Given an analysis of every pair of competitors in a race, how may I determine the probability of any given competitor winning the race?
For example, what is the probability of competitor 2 winning the following race? P(Cx Win) means the probability of Competitor x winning.
Cx Cy P(Cx Win) P(Cy Win) ---------------------------------- 1 2 0.3 0.7 1 3 0.4 0.6 1 4 0.9 0.1 2 3 0.8 0.2 2 4 0.7 0.3 3 4 0.9 0.1
I have tried to calculate a 'rating' for each competitor by adding their individual win probabilities. For example the rating for C1 would be 1.6. The rating for C2 would be 2.2 etc. I've tried different ways to use this rating to find the probability of the competitor winning, however my gut feel tells me something is wrong.
Is there a mathematical solution to this problem?
Presumably your probabilities are giving the win probabilities in two-person races between each pair of competitors. This does not necessarily determine what happens in a four-person race. What you need is a model for what happens in such a race.

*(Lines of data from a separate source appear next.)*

PR #921, opened 2026-06-19
fix(algo): split holed planar cap whose cut bridges material between holes

andymai:
## Problem

Fusing a stacking lip onto a **compartmented** (interior-divider-walled) bin body mesh-falls-back — and that's the **default** gridfinity bin config (almost every real bin has compartments). The result drops to a 228-facet all-planar mesh, losing every analytic surface.

Isolated with clean controls (faithful operands captured from the live tool via `serializeSolid`, #915):
- plain lip body (no dividers): clean analytic ✓
- multi-cavity cut alone: clean ✓ (negative control — `gridfinity_cavitycut_inmem`)
- `fuse(cavity-cut body, lip)`: **14 free LINE edges at z=23** tracing the interior divider "+" cross → mesh fallback ✗

## Root cause

A **face-splitter** bug (not classification — point classification against the lip is correct: the divider-"+" interior is Outside→keep, the perimeter is Inside→drop). The body's z=23 top face is a holed planar cap (rounded square with the 4 compartment openings as holes; the divider cross is the material between them). It receives the footprint split-lines it needs (4 lines at the lip inner wall ±39.25 + outer-corner arcs), but two splitter gaps left it unsplit, so it was classified *whole* by a single interior sample and dropped:

1. `integrate_holes_plane` bailed on **any** arc section (`if any non-Line { return None }`), so the holed-cap integration never ran when the cap also carried outer-corner arc sections.
2. No decomposition handled the resulting **multiply-connected** topology — the footprint cut bridges *across* the divider material *between* the holes, which the angular wire builder mis-traces into one winding loop.

## Fix (`crates/algo/src/builder/face_splitter/mod.rs`)

1. `integrate_holes_plane`: partition sections into Line vs arc; trim Lines at hole crossings as before, carry arc sections through whole (bail only if an arc crosses a hole's straight wall).
2. New even-odd arrangement decomposition (`arrangement_regions_from_combined`): depth-even = solid (with direct-child loops as inner wires → the outer disk minus the inner hole = the perimeter annulus); depth-odd = hole; air regions filling original holes dropped. Containment uses all-vertices-inside + strictly-larger-area (a single probe is symmetric for concentric disks). Classifier seed uses `find_point_outside_holes` so an annular region isn't sampled in its own hole.
3. **Gating (regression-critical):** run the wire builder first; use the arrangement only when `original_inner_wires.len() >= 2`. The even-odd path is better for multi-hole caps (divider-lip) but worse for the single-cavity shelled wall-cutout rim, which the wire builder already partitions cleanly.

## Result

`fuse(compartmented body, lip)` production: **228 all-planar fallback → 120 faces, 36 curved, 0 free edges, watertight + analytic** (volume preserved). The 14 divider-cross free edges are resolved.

## Verification

- New faithful guards: `gridfinity_lipfuse_dividers_inmem` (asserts watertight + analytic) + `gridfinity_cavitycut_inmem` (negative control: the cavity cut alone is clean).
- **Full workspace green** (2389 tests); independently re-confirmed operations+io (1076) + the regression-critical set: all `gridfinity_stacking_lip_fuse_*`, `scoop_fix_inmem`, `scoop_corner_cylinder_fuse`, `scooplabel_ef_margin_inmem`, `same_domain`, `wallcut_fixture`, wall-notch booleans, `coaxial_*`, `multicavity_cut`, `*rounded_rect_arc*`, `parity_boolean_*`, gridfinity d1–d5.

## Notes

- 8 *pre-existing* lip-inner-wall out-and-back spur stubs remain in the raw GFA (present on the plain shelled-cup lip too, on rank-B faces this change never touches); production's sew heals them, so the result is watertight+analytic. A separate scoped follow-up.
- This is the same coincident-contact face-split frontier as the remaining 3×3 scoop+label case; a general fix here is a step toward that too.


andymai:
Addressed all three findings in 35aebf5:
- **L551 (arc pcurve):** `integrate_holes_plane` now recomputes each arc section's pcurve in the current face frame via `compute_pcurve_on_surface` (threaded `surface`/`wire_pts` through), matching the main section path's plane refit — no more unconditional `pcurve_a.clone()`, so it's correct regardless of rank/source frame.
- **L541 (arc-in-hole):** the over-air drop test now samples the arc's *geometric* midpoint (its bulge via `evaluate_with_endpoints` at the domain midpoint) instead of the chord midpoint, catching an arc that bows into a hole while its chord sits clear.
- **L193 (guard):** relaxed to `free <= 8` so it survives the separate lip-spur-removal follow-up.

algo (135) + io (133) green after the changes; divider-lip guard still flips to watertight+analytic; operations suite re-running.

PR #923, opened 2026-06-20
fix(algo): keep minuend wall for opposite-oriented coincident Cut pair

andymai:
## Problem

Two gridfinity wall-cutout tools applied in sequence to a compartmented bin produced a **non-manifold** result, even though each cut is watertight on its own:
- `Cut(body, cut0)` → 150 faces, watertight ✓
- `Cut(body, cut1)` → 120 faces, watertight ✓
- **`Cut(Cut(body, cut0), cut1)` → 62 free edges** ✗ → downstream collapse

(Faithful 2-operand `.bin` arena repro, captured via `serializeSolid` #915; survives a STEP round-trip, so it's a genuine geometric defect, not an in-memory arena-id artifact.)

## Root cause

Both wall-cutout tools carve to the same back-plane (x = ±28.385) and overlap there. After cut0, the body carries a back-wall face at x=28.385 that is **fully contained in** cut1's coincident, **opposite-oriented** tool face. `detect_same_domain` correctly flags this as a geometric-overlap SD pair, but `apply_sd_selection`'s **Cut** branch for an opposite-oriented pair kept the minuend wall (A) *only when the faces were exactly touching (coextensive)* and otherwise **discarded both** — so the contained back-wall was dropped, leaving the notch outline on the adjacent floor/side faces with no partner edge → 62 free edges (all classified PARTIAL = dropped-face/T-junction, not the #859/#867 near-duplicate class).

## Fix

For an **opposite-oriented** coincident Cut SD pair, always keep the minuend's wall (A). Opposite orientation means the minuend's material and the tool's material lie on **opposite sides** of the shared plane (the faces abut back-to-back), so the cut removes nothing at that plane and the minuend wall is a genuine result boundary — whether the faces are coextensive **or one is contained in the other**.

The same-**orientation** Cut path (overlap cut away from A, cap from the B-Inside face — the #462 `cut_overlapping_cubes` case) is untouched. `bop.rs::apply_sd_selection` only; plus doc/comment accuracy cleanup in `same_domain.rs` (`b_contained_in_a` is now read only by tests).

## Result

- Raw `gfa::boolean` sequential cut: free **62 → 0**, over-shared 0, **156 faces**, analytic preserved (12 cone + 40 cylinder + 104 plane — the 6 extra vs the broken 150 are the correctly-retained back-walls).
- `operations::boolean`: watertight + manifold, `validate_solid` valid, volume preserved (16082.8 → 16078.4; cut1 removes the small notch remainder).

## Verification

- New guard `gridfinity_wallcut_seq_inmem::wallcut_sequential_cuts_stay_watertight` (faithful `.bin` repro).
- **Full workspace: 1436 passed, 0 failed.** Scrutinized the #462-protected `boolean_stress` (`cut_complement_identity`, `anti_commutativity`, `volume_cut_overlapping_boxes`, `half_overlap_cut` — all green), `boolean_invariants`, `same_domain`, all `gridfinity_*` (incl. `gridfinity_lipfuse_dividers_inmem` #921, `scoop_fix_inmem`, lip-fuse 2×1/3×3, multicavity, cavitycut), `coaxial_*`, `parity_boolean_*`, `wallcut_fixture`.
- fmt + clippy (`--all-targets -D warnings`) + `check-boundaries.sh` clean.


andymai:
Addressed all three in 675f45d:
- **wallcut_seq L2:** fixed the stale module doc (it now documents the watertight fixed behavior, with the pre-fix defect as context).
- **same_domain L43 (×2):** renamed `b_contained_in_a` → `geometric_overlap` (it fires for A-in-B, B-in-A, *and* partial overlap — the new name matches both the semantics and the internal variable). Field is test-read-only; compiler verified all sites + shorthand applied.

algo same_domain (29) + the wallcut_seq guard green after the rename.

PR #925, opened 2026-06-20
fix(algo): use planar arrangement when wire-builder loops overlap (honeycomb cap)

andymai:
## Problem

Cutting a gridfinity honeycomb wall-pattern into a bin that already has wall cutouts caused `gfa::boolean(Cut, body, pcut0)` to fail with **`AssemblyFailed("no outer shell found (all shells classified as holes)")`**. In the tool this is the **multi-minute hang**: `cutAllBisect` retries the failed cut by recursively bisecting (re-running the expensive NURBS honeycomb cut each time) and never converges. It blocks two real scenarios (honeycomb + wall-cutouts, honeycomb + scoop).

(Surfaced precisely *because* #923 made the wall-cut body watertight — the failure moved downstream to the honeycomb cut. Faithful 2-operand `.bin` arena repro via `serializeSolid` #915.)

## Root cause

`pcut0`'s z=23 **top cap** is split by the body's lip + wall-cutout faces. Because the wall cutouts **vent the cavity to the exterior**, the cap's inner-wall ring is an *incomplete* dividing boundary (gaps where the cutouts open). The angular wire builder (`wire_builder::build_wire_loops`) discards incomplete loops, so it returns a partition that is **not edge-disjoint**: one greedy outer loop traces the whole ±41.75 cap perimeter while sibling outer loops trace corner sub-regions sitting *inside its material*. The full-perimeter sub-face mis-samples (single interior point) as Inside, is kept reversed, and double-covers the z=23 plane → open + **inverted** shell (signed volume < 0) → `perform_areas` classifies every shell as a hole.

(Ruled out same-domain first per the debugging playbook: the coincident ±41.75 walls produce `same_orientation` SD pairs that Cut correctly discards — verified with minimal coincident-wall Cut repros.)

## Fix

`split_plane_face_by_arrangement` already builds an **edge-disjoint** decomposition that resolves the cap, but its gate only triggered when the arrangement produced *more* regions or the greedy loops *self-cross* — and here neither holds (both yield 6 non-self-crossing regions). Added a third trigger `greedy_outer_loops_nested`: fires when one greedy outer loop's polygon **contains another outer loop with no hole between them** (the non-edge-disjoint signature). The **hole-separation guard is essential** — without it, it false-positives on a valid material island (washer-with-post) and regresses `multi_cavity_shell_cut`.

Deliberately **not** broadened to "always arrange": that makes pcut0 fully watertight but provably regresses `parity_boolean_planar::corner_cut_notch` (volume 0.833 vs 0.75).

## Result

| tool | before | after |
|------|--------|-------|
| pcut0 | **AssemblyFailed** | **OK**, 59 faces, free=8, over=0 |
| pcut1/2/3 | OK (free 52/35/15) | OK (unchanged) |

The catastrophic `AssemblyFailed` — the **hang trigger** — is eliminated: all four cuts return Ok, so the tool's bisect-retry no longer spins → **no hang** (multi-minute freeze → fast result).

## Residual (precisely diagnosed, deferred)

pcut0's free=8 is a **separate cross-face partition-consistency gap** (the cap's correct arrangement introduces vertices its neighbor analytic faces don't share, because their greedy split picks a *different valid* partition). Forcing every planar neighbor to arrange makes pcut0 free=0 — proving it's pure neighbor inconsistency — but that's the `corner_cut_notch`-regressing path. The principled fix belongs in the reconciliation layer (`builder_solid::split_edges_at_collinear_vertices`), not the per-face splitter; left for a separate scoped change.

## Verification

- New guards in `gridfinity_honeycomb_cut_inmem.rs`: `honeycomb_cut_no_longer_throws` (pcut0..3 all Ok + manifold) + `honeycomb_cut_residual_documented` (pins remaining free counts) + `wallcut_step_is_watertight` (#923).
- **Full workspace green**: algo 135, operations 902 (incl. `boolean_stress`, `parity_boolean_planar::corner_cut_notch`, `multi_cavity_shell_cut`, all `gridfinity_*`), io all, wasm 0 failed.


andymai:
Addressed both in b52b795:
- **L682 (poly_contains concave):** now tests each edge **midpoint** in addition to the vertices, so a concave `outer` can't spuriously 'contain' an `inner` edge that exits and re-enters between vertices. Honeycomb fix + the gated guards (corner_cut_notch, multi_cavity_shell_cut) still green.
- **L188 (residual pins):** changed exact `==` to `<=` ceilings (the quantized-coord counts are ULP-fragile on cross-compiled targets); the qualitative invariant (all cuts Ok + manifold) stays in `honeycomb_cut_no_longer_throws`.

operations lib 700 + the honeycomb guard green after the changes.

One possible type of model is that each person's time for any given race is a random variable with a distribution from some family of distributions, these random variables all being independent. Now if you knew the parameters, you could (in principle) determine the win probabilities in both two-person and four-person races. For example, suppose competitor $i$'s time $T_i$ is normal with mean $\mu_i$ and standard deviation $\sigma_i$. Then $T_i - T_j$ is normal with mean $\mu_{ij} = \mu_i - \mu_j$ and standard deviation $\sigma_{ij} = \sqrt{\sigma_i^2 + \sigma_j^2}$. The probability that player $i$ wins against $j$, i.e. that $T_i - T_j < 0$, is $\Phi(-\mu_{ij}/\sigma_{ij})$ where $\Phi$ is the standard normal CDF. This leads to six equations involving the eight parameters $\mu_i$, $\sigma_i$. However, there are two symmetry operations that preserve all probabilities: adding a constant to all $\mu_i$, and scaling all $\mu_i$ and $\sigma_i$ by a positive constant factor. So we can assume, say, that $\mu_1 = 0$ and $\sigma_1 = 1$, and hope that the six equations determine the other six parameters.
Unfortunately, with your data it appears that there is no real solution to those six equations. So my model doesn't seem to fit your data.